但现在我们无缘感受诗意般的惬意,唯有默默地围着墨池转了几圈,为书圣遗迹的寒酸景遇而遗憾。面对附近日渐破败的建筑,我真担心墨池什么时候会突然遭受这些建筑的牵连而永远消失。如果这样,对这样一个有着历史文化底蕴的小村来说,不仅仅意味着先贤遗迹的荒芜,更是一种精神的流失。

对墨池,我一直怀有一种莫名的敬畏之心。记得读小学时,老师常讲起几位古人的勤学故事,其中就有王羲之,说王羲之年轻时练字十分刻苦,用坏了的毛笔堆在地上就是一座小山,所以称为“笔山”;而他每天在家门口的水池因为洗笔砚,天长日久便变成了墨池。

其实,王羲之的墨池何止一处。山东临沂是他的原籍,那里有墨池;江西的庐山、临川也有墨池,因为王羲之曾应友人之邀到过那里,留下过墨宝;还有绍兴,因王羲之做过官的关系,更有墨池遗迹。他走到哪里,哪里就有墨池。都说拳不离手曲不离口,王羲之是笔不离身啊﹗我想,多处墨池遗迹的存在,除了向世人展示王羲之的勤奋,更是寄托了后人对一代书圣淡泊名利、高风亮节的敬仰之情。
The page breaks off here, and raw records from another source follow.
PR #98, opened 2021-07-02
Add manual retriggering of bundle rebuild

apaplaus:
Now when there is need in retriggering bundle build due to fail or
something else, there is functionality for it.

Note: it's implemented only to retrigger automatic rebuilds, it's not
for manual rebuild event triggered by BOTAS.

JIRA: CWFHEALTH-603

### DIFF
--- a/freshmaker/events.py
+++ b/freshmaker/events.py
@@ -462,13 +462,33 @@ class BotasErrataShippedEvent(ErrataBaseEvent):
 
 
 class ManualBundleRebuild(BaseEvent):
-    def __init__(self, msg_id, container_images, bundle_images, metadata=None,
-                 dry_run=False, requester=None):
+    """
+    Event triggered when Release Driver requests manual rebuild
+    OR when manual rebuild of bundles requested by person
+    """
+    def __init__(self, msg_id, dry_run=False):
         super().__init__(msg_id, manual=True, dry_run=dry_run)
-        self.container_images = container_images
-        self.bundle_images = bundle_images
-        self.metadata = metadata
-        self.requester = requester
 
     def is_allowed(self, handler, **kwargs):
         return super().is_allowed(handler, ArtifactType.IMAGE, **kwargs)
+
+    @classmethod
+    def from_manual_rebuild_request(cls, msg_id, advisory,
+                                    freshmaker_event_id=None,
+                                    container_images=[], requester=None, **kwargs):
+        event = cls(msg_id, **kwargs)
+        event.advisory = advisory
+        event.freshmaker_event_id = freshmaker_event_id
+        event.container_images = container_images
+        event.requester = requester
+        return event
+
+    @classmethod
+    def from_release_driver_request(cls, msg_id, container_images, bundle_images,
+                                    metadata=None, requester=None, **kwargs):
+        event = cls(msg_id, **kwargs)
+        event.container_images = container_images
+        event.bundle_images = bundle_images
+        event.metadata = metadata
+        event.requester = requester
+        return event
--- a/freshmaker/handlers/botas/botas_shipped_advisory.py
+++ b/freshmaker/handlers/botas/botas_shipped_advisory.py
@@ -91,10 +91,12 @@ class HandleBotasAdvisory(ContainerBuildHandler):
             self.log_info(msg)
             return []
 
-        if isinstance(event, ManualBundleRebuild):
-            bundles_to_rebuild = self._handle_manual_rebuild(db_event)
+        if isinstance(event, ManualBundleRebuild) and \
+                hasattr(event, 'bundle_images'):
+            bundles_to_rebuild = self._handle_release_driver_rebuild(db_event)
+        # automatic rebuild and manual bundle rebuild(triggered by post request)
         else:
-            bundles_to_rebuild = self._handle_auto_rebuild(db_event)
+            bundles_to_rebuild = self._handle_bundle_rebuild(db_event)
 
         if not bundles_to_rebuild:
             return []
@@ -111,15 +113,16 @@ class HandleBotasAdvisory(ContainerBuildHandler):
 
         return []
 
-    def _handle_auto_rebuild(self, db_event):
+    def _handle_bundle_rebuild(self, db_event):
         """
         Handle auto rebuild for an advisory created by Botas
+        OR manually triggered rebuild
 
         :param db_event: database event that represent rebuild event
         :rtype: list
         :return: list of advisories that should be rebuilt
         """
-        # Mapping of original build nvrs to rebuilt nvrs in advisory
+        # Mapping of operators' original build nvrs to rebuilt nvrs in advisory
         nvrs_mapping = self._create_original_to_rebuilt_nvrs_map()
 
         original_nvrs = nvrs_mapping.keys()
@@ -237,9 +240,26 @@ class HandleBotasAdvisory(ContainerBuildHandler):
             if not bundles:
                 self.log_warn('The bundle digest %r was not found in Pyxis. Skipping.', digest)
                 continue
+            bundle_nvr = bundles[0]['brew']['build']
+
+            # If specific container images where requested to rebuild, process only them
+            if (isinstance(self.event, ManualBundleRebuild)
+                    and self.event.container_images                         # noqa: W503
+                    and bundle_nvr not in self.event.container_images):     # noqa: W503
+                self.log_debug("Ignoring '%s', because it's not in requested rebuilds"
+                               " (container_images in request)", bundle_nvr)
+                continue
+
+            # Filter out builds from dependent event that were rebuilt recently
+            done_build = db_event.get_artifact_build_from_event_dependencies(
+                bundle_nvr)
+            if done_build:
+                self.log_debug("Ignoring '%s' bundle, because it was already rebuilt"
+                               " in dependent event", bundle_nvr)
+                continue
 
             bundles_by_digest.setdefault(digest, copy.deepcopy(default_bundle_data))
-            bundles_by_digest[digest]['nvr'] = bundles[0]['brew']['build']
+            bundles_by_digest[digest]['nvr'] = bundle_nvr
             bundles_by_digest[digest]['images'] = bundles
 
         # Unauthenticated koji session to fetch build info of bundles
@@ -345,7 +365,7 @@ class HandleBotasAdvisory(ContainerBuildHandler):
                                       to_rebuild_digests))
         return bundles_to_rebuild
 
-    def _handle_manual_rebuild(self, db_event):
+    def _handle_release_driver_rebuild(self, db_event):
         """
         Handle manual rebuild submitted by Release Driver for an advisory created by Botas
 
@@ -647,7 +667,7 @@ class HandleBotasAdvisory(ContainerBuildHandler):
 
     def _create_original_to_rebuilt_nvrs_map(self):
         """
-        Creates mapping of original build NVRs to rebuilt NVRs in advisory.
+        Creates mapping of original operator build NVRs to rebuilt NVRs in advisory.
         Including NVRs of the builds from the blocking advisories
 
         :rtype: dict
@@ -677,8 +697,8 @@ class HandleBotasAdvisory(ContainerBuildHandler):
                 # all of them, that have overlapping package names
                 for block_build in blocking_advisories_builds:
                     block_build_nvr = parse_nvr(block_build)
-                    if block_build_nvr['name'] == parsed_build_nvr['name'] and \
-                            block_build_nvr['version'] == parsed_build_nvr['version']:
+                    if (block_build_nvr['name'] == parsed_build_nvr['name']
+                            and block_build_nvr['version'] == parsed_build_nvr['version']):     # noqa: W503
                         nvrs_mapping[block_build] = build_nvr
         return nvrs_mapping
 
--- a/freshmaker/parsers/internal/manual_rebuild.py
+++ b/freshmaker/parsers/internal/manual_rebuild.py
@@ -51,14 +51,31 @@ class FreshmakerManualRebuildParser(BaseParser):
             errata = Errata()
             advisory = ErrataAdvisory.from_advisory_id(errata, errata_id)
 
-            event = ManualRebuildWithAdvisoryEvent(
-                msg_id, advisory, data.get("container_images", []), data.get("metadata", None),
-                freshmaker_event_id=data.get('freshmaker_event_id'), manual=True,
-                dry_run=dry_run, requester=data.get('requester', None))
+            # Manually triggered rebuild of bundles, executed by POST request
+            if advisory.state == "SHIPPED_LIVE" and \
+                    advisory.reporter.startswith('botas'):
+                event = ManualBundleRebuild.from_manual_rebuild_request(
+                    msg_id,
+                    advisory,
+                    data.get('freshmaker_event_id', None),
+                    data.get('container_images', []),
+                    requester=data.get('requester', None),
+                    dry_run=dry_run)
+            else:
+                event = ManualRebuildWithAdvisoryEvent(
+                    msg_id,
+                    advisory,
+                    data.get("container_images", []),
+                    data.get("metadata", None),
+                    freshmaker_event_id=data.get('freshmaker_event_id'),
+                    dry_run=dry_run,
+                    requester=data.get('requester', None))
+        # Retriggered rebuild of bundles by Release Driver
         else:
-            event = ManualBundleRebuild(msg_id, data.get('container_images', []),
-                                        data.get('bundle_images'), data.get('metadata', None),
-                                        dry_run=dry_run, requester=data.get('requester', None))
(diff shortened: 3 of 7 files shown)


freshmaker/parsers/internal/manual_rebuild.py
```diff
@@ -51,10 +52,16 @@ def parse_post_data(self, data):
...
 
-            event = ManualRebuildWithAdvisoryEvent(
-                msg_id, advisory, data.get("container_images", []), data.get("metadata", None),
-                freshmaker_event_id=data.get('freshmaker_event_id'), manual=True,
-                dry_run=dry_run, requester=data.get('requester', None))
+            # If we want to manually retrigger bundle rebuild, create
+            # BotasErrataShippedEvent event
+            if advisory.state == "SHIPPED_LIVE" and \
+                    advisory.reporter.startswith('botas'):
+                event = BotasErrataShippedEvent(msg_id, advisory)
```
qixiang, line 59: I believe we need different event to distinguish the original `BotasErrataShippedEvent` and the re-triggered one, so reusing `BotasErrataShippedEvent` is not what we want.

qixiang (commented):
The first thing need to be addressed is Freshmaker should skip the succeed builds in original event.

apaplaus:
> The first thing need to be addressed is Freshmaker should skip the succeed builds in original event.

Yes, probably it would be better to skip successful builds from the previous event. But I am trying to find parts of the code where we are doing this for the manual rebuilds for advisories. And I can't find any neither for ManualRebuildWithAdvisoryEvent nor for FreshmakerAsyncManualBuildEvent. Can you please help me with finding it?

qixiang:
> > The first thing need to be addressed is Freshmaker should skip the succeed builds in original event.
> 
> Yes, probably it would be better to skip successful builds from the previous event. But I am trying to find parts of the code where we are doing this for the manual rebuilds for advisories. And I can't find any neither for ManualRebuildWithAdvisoryEvent nor for FreshmakerAsyncManualBuildEvent. Can you please help me with finding it?

iirc, it's handled by:
https://github.com/redhat-exd-rebuilds/freshmaker/blob/master/freshmaker/handlers/koji/rebuild_images_on_rpm_advisory_change.py#L231-L247
https://github.com/redhat-exd-rebuilds/freshmaker/blob/28723e72c59c026996c03b4019c9489f3d8d90a2/freshmaker/models.py#L497-L510

apaplaus:
@qixiang well I've added the new event, and added filtering out already done builds from the dependent event. I think the new event can be handled exactly the same way as the automatic rebuild, since we are processing the advisory, and the difference will be in ignoring builds from the dependent event. But I am not sure =) So can you take a look again pls?

freshmaker/parsers/internal/manual_rebuild.py
```diff
@@ -51,10 +52,17 @@ def parse_post_data(self, data):
...
+                    advisory.reporter.startswith('botas'):
+                event = RetriggeredBundleRebuild(
+                    msg_id, advisory, data.get('freshmaker_event_id'), dry_run)
+            else:
+                event = ManualRebuildWithAdvisoryEvent(
+                    msg_id, advisory, data.get("container_images", []), data.get("metadata", None),
+                    freshmaker_event_id=data.get('freshmaker_event_id'), manual=True,
+                    dry_run=dry_run, requester=data.get('requester', None))
         else:
             event = ManualBundleRebuild(msg_id, data.get('container_images', []),
```
qixiang, line 67: `ManualBundleRebuild` now doesn't support advisory id, this should be adjusted, release-driver will also need the support of advisory id in `ManaualBundleRebuild` event.

freshmaker/events.py
```diff
@@ -472,3 +473,11 @@ def __init__(self, msg_id, container_images, bundle_images, metadata=None,
 
     def is_allowed(self, handler, **kwargs):
         return super().is_allowed(handler, ArtifactType.IMAGE, **kwargs)
+
+
+class RetriggeredBundleRebuild(ErrataBaseEvent):
```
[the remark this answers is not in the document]
apaplaus: Well when Matt was describing this task he said that this 'retriggering' functionality should work in almost the same way as it works now for manually retriggering failed event of rhsa advisory rebuild. And it works in that way that you can submit post request with the `freshmaker_event_id` of failed event. FM will search for it -> create new db_event with the dependency set to the failed event  + set errata_id from the failed event so we have an advisory -> rebuild images + while rebuilding since it has dependent event it will not rebuild successfully built images from it. Right? So I thought if we want the same functionality(just submit post request with eighter errata_id OR freshmaker_event_id) I should do it like I did. So now if you submit POST request with the `errata_id` or with the `freshmaker_event_id`, it will trigger the rebuild like it handles advisory, and the difference will be that if `freshmaker_event_id` is submitted it will add dependent event and will ignore done builds. Maybe I missed something in implementation, but that's the other question. And about `ManualBundleRebuild`, it's an event triggered exclusively by BOTAS sending the request(maybe it's not the best name for the event then but still), and BOTAS always submits `bundle_images` as well as `container_images` and there is no advisory at all in the processing process.

freshmaker/parsers/internal/manual_rebuild.py
apaplaus: Yes, and it was the part of the implementation, I was pretty sure during the implementation of this event, that there will be no advisory submitted/passed from BOTAS, so BOTAS will submit ONLY bundles + container_images, so I should work with only submitted information.

freshmaker/events.py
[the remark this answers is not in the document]
qixiang: > Well when Matt was describing this task he said that this 'retriggering' functionality should work in almost the same way as it works now for manually retriggering failed event of rhsa advisory rebuild. And it works in that way that you can submit post request with the `freshmaker_event_id` of failed event. FM will search for it -> create new db_event with the dependency set to the failed event + set errata_id from the failed event so we have an advisory -> rebuild images + while rebuilding since it has dependent event it will not rebuild successfully built images from it. Right? So I thought if we want the same functionality(just submit post request with eighter errata_id OR freshmaker_event_id) I should do it like I did. So now if you submit POST request with the `errata_id` or with the `freshmaker_event_id`, it will trigger the rebuild like it handles advisory, and the difference will be that if `freshmaker_event_id` is submitted it will add dependent event and will ignore done builds.

All right.

> Maybe I missed something in implementation, but that's the other question. And about `ManualBundleRebuild`, it's an event triggered exclusively by BOTAS sending the request(maybe it's not the best name for the event then but still), and BOTAS always submits `bundle_images` as well as `container_images` and there is no advisory at all in the processing process.

How about just updating `ManualBundleRebuild` to be triggered by either `errata_id` or `freshmaker_event_id` or `bundle_images`?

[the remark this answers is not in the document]
apaplaus: So you want to have one event to represent two different situation. One- is when botas submits `bundle images` and it handled in one way, and Second - when event submitted manually with the `errata_id/freshmaker_event_id` and then it handled in another way? Seem a little bit like overcomplicating, you will not know what was the trigger of the event just by it type, you will need to check other stuff. For me it's much easier just to maybe rename current event to kind of 'BotasTriggeredRebuild' or something else and use 'ManualBundleRebuild' for the purpose of manually triggered reuilds(with `errata_id/freshmaker_event_id`) What do you think?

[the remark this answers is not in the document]
qixiang: It's release-driver (not botas) triggers the manual rebuild.

They're both manual rebuilds, though one is triggered by a service (release-driver), another one is triggered by human beings, this is same as the existing manual rebuild of rpm advisories, where release-driver requests manual rebuilds with the same event used by us to trigger by manual, though release-driver's request usually contains some additional metadata.

Actually, release-driver can always provide the `errata_id` in request, so you just need to check the advisory (from `errata_id` or `freshmaker_event_id`) to determine whether this should be handled by the botas handler, and in the handler, you need to handle a special request that has `bundle_images` included, what do you think?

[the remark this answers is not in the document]
apaplaus: But I don't need `errata_id` at all when RD triggers rebuild, and now the flow is very different when an event has bundle_images(+container_images) and when an event has errata_id(+ freshamker_event_id)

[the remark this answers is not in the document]
qixiang: I'm thinking of dropping the `bundle_images` in manual rebuild request to simplify the workflow, seems it's possible to achieve the same goal of `bundle_images` + `container_images` with `errata_id` + `container_images`.

With `bundle_images`, freshmaker can get the pulspec overrides from its db, and with `errata_id`, freshmaker can get a mapping of old digests to new digests, we can repeat the construction of pullspec overrides, what do you think?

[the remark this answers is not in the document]
apaplaus: I think that I don't want to do the additional work of reimplementing manual rebuilds triggered by RD in the scope of the current ticket, because it will prolong this ticket more(it's already pretty long-lasting as for me). If we want to change it, I would prefer another ticket so the work is tracked.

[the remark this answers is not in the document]
qixiang: > I think that I don't want to do the additional work of reimplementing manual rebuilds triggered by RD in the scope of the current ticket, because it will prolong this ticket more(it's already pretty long-lasting as for me). If we want to change it, I would prefer another ticket so the work is tracked.

ok, then how about at least reusing the existing `ManualBundleRebuild` and handle it differently when `bundle_images` is provided or not, I can investigate on simplifying the workflow later, but we'll need to do db schema migration and alter the records in db if we have a new event now and then remove it later.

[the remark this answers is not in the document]
apaplaus: Ok, I will try to make it like that. I will ping you again when it will be ready.

freshmaker/events.py
```diff
@@ -462,13 +462,30 @@ def __init__(self, msg_id, advisory, dry_run=False):
...
     def is_allowed(self, handler, **kwargs):
         return super().is_allowed(handler, ArtifactType.IMAGE, **kwargs)
+
+    @classmethod
+    def from_manual_rebuild_request(cls, msg_id, advisory,
+                                    freshmaker_event_id=None, **kwargs):
+        event = cls(msg_id, **kwargs)
+        event.advisory = advisory
+        event.freshmaker_event_id = freshmaker_event_id
+        return event
```
qixiang, line 481: Like the case of manual rebuild of rpm advisory, `event.container_images` should also be supported, in some cases, we just need to rebuild some of the impacted bundle images.

apaplaus:
@qixiang Well I've made some changes, so can you check pls?

freshmaker/handlers/botas/botas_shipped_advisory.py
```diff
@@ -127,6 +129,14 @@ def _handle_auto_rebuild(self, db_event):
             "Orignial nvrs of build in the advisory #{0} are: {1}".format(
                 self.event.advisory.errata_id, " ".join(original_nvrs)))
 
+        # Ignore builds from dependent events that were rebuilt recently
+        for orig_nvr, rebuilt_nvr in nvrs_mapping.copy().items():
+            done_build = db_event.get_artifact_build_from_event_dependencies(rebuilt_nvr)
```
qixiang, line 134: This is a little confusing, the `nvrs_mapping` is a mapping of images in advisory and their original image NVRs, they're operator or operand images, and the images to skip (`event.container_images`) is the bundle images in the result of images to be rebuilt in this handler, could you correct me if I'm wrong? I believe the skipping feature is only possible to be done after the rebuilt list is figured out and before recording them in db.

freshmaker/handlers/botas/botas_shipped_advisory.py
```diff
@@ -655,33 +665,43 @@ def _create_original_to_rebuilt_nvrs_map(self):
...
-
-                # Check builds from blocking advisories and add to the mapping
-                # all of them, that have overlapping package names
-                for block_build in blocking_advisories_builds:
-                    block_build_nvr = parse_nvr(block_build)
-                    if block_build_nvr['name'] == parsed_build_nvr['name'] and \
-                            block_build_nvr['version'] == parsed_build_nvr['version']:
-                        nvrs_mapping[block_build] = build_nvr
+        # If specific container images where requested to rebuild, process only them
+        if self.event.container_images:
```
qixiang, line 669: Same as above, the `event.container_images` are actually bundle images, and I believe here we're adding these bundle images to the nvr mapping of operator/operand images.

freshmaker/handlers/botas/botas_shipped_advisory.py
```diff
@@ -237,9 +239,24 @@ def _handle_auto_rebuild(self, db_event):
             if not bundles:
                 self.log_warn('The bundle digest %r was not found in Pyxis. Skipping.', digest)
                 continue
+            bundle_nvr = bundles[0]['brew']['build']
+
+            # If specific container images where requested to rebuild, process only them
+            if bundle_nvr in self.event.container_images:
```
qixiang, line 245: it should be `not in`, right?

freshmaker/handlers/botas/botas_shipped_advisory.py
```diff
@@ -237,9 +239,24 @@ def _handle_auto_rebuild(self, db_event):
...
+                self.log_debug("Ignoring '%s' bundle, because it's not in 'container_images'",
```
qixiang, line 246:
```suggestion
                self.log_debug("Ignoring '%s', because it's not in requested rebuilds (container_images in request)",
```

freshmaker/handlers/botas/botas_shipped_advisory.py
```diff
@@ -237,9 +239,24 @@ def _handle_auto_rebuild(self, db_event):
...
+                               bundle_nvr)
+                continue
+
+            # Filter out builds from dependent event that were rebuilt recently
+            done_build = db_event.get_artifact_build_from_event_dependencies(
+                bundle_nvr)
+            if done_build:
+                self.log_debug("Ignoring '%s' bundle, because it was already rebuilt",
```
qixiang, line 254:
```suggestion
                self.log_debug("Ignoring '%s', because it was already rebuilt in dependent event",
```

freshmaker/handlers/botas/botas_shipped_advisory.py
```diff
@@ -677,8 +694,8 @@ def _create_original_to_rebuilt_nvrs_map(self):
                 # all of them, that have overlapping package names
                 for block_build in blocking_advisories_builds:
                     block_build_nvr = parse_nvr(block_build)
-                    if block_build_nvr['name'] == parsed_build_nvr['name'] and \
-                            block_build_nvr['version'] == parsed_build_nvr['version']:
+                    if block_build_nvr['name'] == parsed_build_nvr['name']\
+                            and block_build_nvr['version'] == parsed_build_nvr['version']:
```
qixiang, line 698: Per PEP8, wrapping in parentheses should be used in preference to use a backslash for line continuation.

```suggestion
                    if (
                        block_build_nvr["name"] == parsed_build_nvr["name"]
                        and block_build_nvr["version"] == parsed_build_nvr["version"]
                    ):
```

freshmaker/models.py
```diff
@@ -66,7 +66,7 @@
     ManualRebuildWithAdvisoryEvent: 13,
     FreshmakerAsyncManualBuildEvent: 14,
     BotasErrataShippedEvent: 15,
-    ManualBundleRebuild: 16,
+    ManualBundleRebuild: 16
```
qixiang, line 69: This change is unnecessary, and per PEP8, a trailing comma is preferred.

freshmaker/parsers/internal/manual_rebuild.py
```diff
@@ -21,7 +21,8 @@
 
 import time
 from freshmaker.parsers import BaseParser
-from freshmaker.events import ManualRebuildWithAdvisoryEvent, ManualBundleRebuild
+from freshmaker.events import ManualRebuildWithAdvisoryEvent, \
+    ManualBundleRebuild
```
qixiang, line 25: This is a unnecessary change.

freshmaker/handlers/botas/botas_shipped_advisory.py
apaplaus: Yes)

freshmaker/handlers/botas/botas_shipped_advisory.py
```diff
@@ -237,9 +240,25 @@ def _handle_auto_rebuild(self, db_event):
             if not bundles:
                 self.log_warn('The bundle digest %r was not found in Pyxis. Skipping.', digest)
                 continue
+            bundle_nvr = bundles[0]['brew']['build']
+
+            # If specific container images where requested to rebuild, process only them
+            if (isinstance(self.event, ManualBundleRebuild)
+                    and bundle_nvr not in self.event.container_images):     # noqa: W503
```
qixiang, line 247: You need to check if `container_images` is empty or not, otherwise all bundles will be ignored in case of `container_images` is not specified.

apaplaus: fixed

qixiang:
LGTM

由墨池,我联想到了鹅池。王羲之有养鹅的癖好,与他沾上关系的鹅池在各地也有多处,最著名的当数绍兴兰亭的鹅池。他的养鹅爱鹅,其实是以鹅为师,师法自然。王羲之学前人而不拘泥于前人,推陈出新,从而开启了一代书风。如果说墨池是见证他的勤学苦练,并打下了扎实书法基础的平台,那么鹅池就是他观察生活大胆创新,从中感悟到书法艺术真谛的基地。我向来以为,王羲之的行书艺术能达到“飘若浮云,矫若惊龙”般完美境界,墨池和鹅池功莫大焉﹗

回过头来再说六诏的墨池。相比其他地方的墨池,六诏的墨池知名度反而不高,令人不可思议。

史料记载,南宋女词人李清照、元代文士袁桷、陈基和清代文学家史学家全祖望等历代诸多文人学士曾频访六诏,吟咏不绝。陈基的那首《一曲六诏》诗,开门见山描述了王羲之隐居地六诏的大好春色,以及与世无争的田园生活,诗曰:“一曲溪头内史家,清泉白石映桃花。当时坚卧非邀宠,六诏不朝百世夸。”王羲之曾任会稽内史,领右将军,故有“王内史”“王右军”之称。而“六诏不朝”说的就是他坚辞皇帝六下诏书请他回朝做官这件事。村里曾有清嘉庆年间奉化著名书法家毛玉佩仿制的一块黄白色大石砚,上刻有“右军遗迹”“伴我山民志”字样(“伴我山民”即毛玉佩的号),也佐证了王羲之留踪六诏的说法。后这块石砚不知所踪,1988年的一场洪水使其在溪边被意外发现,现藏于溪口博物馆。

回来的路上,听人说起,大白鹅之所以成为奉化的特产,和王羲之有关。不知是牵强附会,还是刚好巧合,无从考证。还有人认为,奉化方言中“我”与“鹅”读音相同,也与王羲之一生爱鹅有关。当然这仅仅是推测,但我倒愿意相信,也许是出于爱屋及乌的心理吧。